-- PROVIDED DATA follows --
PR #2744, opened 2024-04-24
[RHOAIENG-2977] Artifacts table

jpuzz0:
Closes: [RHOAIENG-2977](https://issues.redhat.com/browse/RHOAIENG-2977)

## Description
Artifacts table, filter toolbar, pagination. 

image
(cc @yannnz)

## Demos
**Filtering**
https://github.com/opendatahub-io/odh-dashboard/assets/96431149/53a04653-b833-49ec-94ec-70d7bcc666a1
-- PROVIDED DATA concluded --
* PROBLEM TO WORK ON: From the records above, extract everything verbatim.

* ANSWER SPACE:
PR #2744, opened 2024-04-24
[RHOAIENG-2977] Artifacts table

jpuzz0:
Closes: [RHOAIENG-2977](https://issues.redhat.com/browse/RHOAIENG-2977)

## Description
Artifacts table, filter toolbar, pagination. 

image
(cc @yannnz)

## Demos
**Filtering**
https://github.com/opendatahub-io/odh-dashboard/assets/96431149/53a04653-b833-49ec-94ec-70d7bcc666a1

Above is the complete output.